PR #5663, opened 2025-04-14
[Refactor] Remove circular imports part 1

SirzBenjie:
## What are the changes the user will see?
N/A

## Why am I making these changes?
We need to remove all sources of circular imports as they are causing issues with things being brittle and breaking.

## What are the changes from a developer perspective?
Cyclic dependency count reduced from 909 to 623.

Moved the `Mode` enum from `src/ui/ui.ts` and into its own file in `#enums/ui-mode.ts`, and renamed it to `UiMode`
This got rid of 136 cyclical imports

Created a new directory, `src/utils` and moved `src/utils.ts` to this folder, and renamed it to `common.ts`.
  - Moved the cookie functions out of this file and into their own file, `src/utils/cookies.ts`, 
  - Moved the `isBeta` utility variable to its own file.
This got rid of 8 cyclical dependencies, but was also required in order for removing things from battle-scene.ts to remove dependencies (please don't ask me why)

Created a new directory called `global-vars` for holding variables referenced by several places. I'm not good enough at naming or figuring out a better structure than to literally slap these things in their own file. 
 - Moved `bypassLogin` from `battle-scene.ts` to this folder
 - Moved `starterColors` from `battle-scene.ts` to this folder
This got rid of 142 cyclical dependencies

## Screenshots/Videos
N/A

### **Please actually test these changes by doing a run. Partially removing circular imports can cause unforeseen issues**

—————

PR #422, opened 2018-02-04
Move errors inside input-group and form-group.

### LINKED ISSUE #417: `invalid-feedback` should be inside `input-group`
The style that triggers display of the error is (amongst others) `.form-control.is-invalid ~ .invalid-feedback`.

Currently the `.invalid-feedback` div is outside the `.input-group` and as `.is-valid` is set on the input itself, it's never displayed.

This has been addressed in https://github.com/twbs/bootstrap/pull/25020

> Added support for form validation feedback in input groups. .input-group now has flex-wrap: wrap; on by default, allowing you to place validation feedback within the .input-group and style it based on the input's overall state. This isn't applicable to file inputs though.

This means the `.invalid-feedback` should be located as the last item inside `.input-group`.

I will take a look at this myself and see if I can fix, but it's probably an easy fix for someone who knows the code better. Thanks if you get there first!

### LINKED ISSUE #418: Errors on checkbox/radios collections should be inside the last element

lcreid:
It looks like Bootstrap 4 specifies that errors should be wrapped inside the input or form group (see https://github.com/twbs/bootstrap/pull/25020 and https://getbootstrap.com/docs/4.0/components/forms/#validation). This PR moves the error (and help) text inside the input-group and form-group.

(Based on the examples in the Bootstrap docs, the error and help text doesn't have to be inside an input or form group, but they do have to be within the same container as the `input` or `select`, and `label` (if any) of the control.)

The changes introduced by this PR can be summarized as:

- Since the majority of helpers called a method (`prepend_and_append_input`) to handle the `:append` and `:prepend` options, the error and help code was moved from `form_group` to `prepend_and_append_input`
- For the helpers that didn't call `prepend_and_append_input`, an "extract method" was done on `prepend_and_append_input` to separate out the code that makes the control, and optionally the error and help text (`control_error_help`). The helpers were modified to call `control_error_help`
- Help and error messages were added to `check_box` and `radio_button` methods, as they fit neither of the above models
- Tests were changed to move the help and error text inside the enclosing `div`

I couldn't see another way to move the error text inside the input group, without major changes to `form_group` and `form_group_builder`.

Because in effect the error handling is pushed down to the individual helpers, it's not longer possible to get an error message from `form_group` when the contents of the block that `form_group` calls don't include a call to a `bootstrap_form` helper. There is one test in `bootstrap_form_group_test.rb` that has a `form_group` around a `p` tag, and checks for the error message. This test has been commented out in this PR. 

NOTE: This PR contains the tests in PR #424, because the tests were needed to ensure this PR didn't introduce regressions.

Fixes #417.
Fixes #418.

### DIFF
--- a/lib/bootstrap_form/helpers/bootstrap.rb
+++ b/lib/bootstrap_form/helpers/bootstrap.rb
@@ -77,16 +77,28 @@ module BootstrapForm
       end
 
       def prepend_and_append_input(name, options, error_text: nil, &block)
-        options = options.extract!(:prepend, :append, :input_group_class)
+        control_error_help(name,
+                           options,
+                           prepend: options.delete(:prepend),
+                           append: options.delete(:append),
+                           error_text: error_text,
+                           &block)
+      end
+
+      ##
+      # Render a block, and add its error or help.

—————

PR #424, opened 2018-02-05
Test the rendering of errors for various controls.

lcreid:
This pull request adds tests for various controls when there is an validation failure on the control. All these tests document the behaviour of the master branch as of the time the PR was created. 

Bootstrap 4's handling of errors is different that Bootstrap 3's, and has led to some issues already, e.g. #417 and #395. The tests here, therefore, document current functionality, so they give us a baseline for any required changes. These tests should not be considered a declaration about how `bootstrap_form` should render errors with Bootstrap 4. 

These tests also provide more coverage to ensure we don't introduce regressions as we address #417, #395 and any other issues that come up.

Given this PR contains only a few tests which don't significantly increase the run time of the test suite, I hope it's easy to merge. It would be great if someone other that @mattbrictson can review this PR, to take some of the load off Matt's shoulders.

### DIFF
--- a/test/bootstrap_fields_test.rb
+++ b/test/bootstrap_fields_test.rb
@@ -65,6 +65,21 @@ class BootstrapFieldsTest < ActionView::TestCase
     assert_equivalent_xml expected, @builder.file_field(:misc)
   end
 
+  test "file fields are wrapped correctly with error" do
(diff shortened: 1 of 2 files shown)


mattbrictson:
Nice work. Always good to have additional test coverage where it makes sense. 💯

—————

Task details:
Report back each line of the entries that holds the string "regressions".

Written answer:
NOTE: This PR contains the tests in PR #424, because the tests were needed to ensure this PR didn't introduce regressions.
These tests also provide more coverage to ensure we don't introduce regressions as we address #417, #395 and any other issues that come up.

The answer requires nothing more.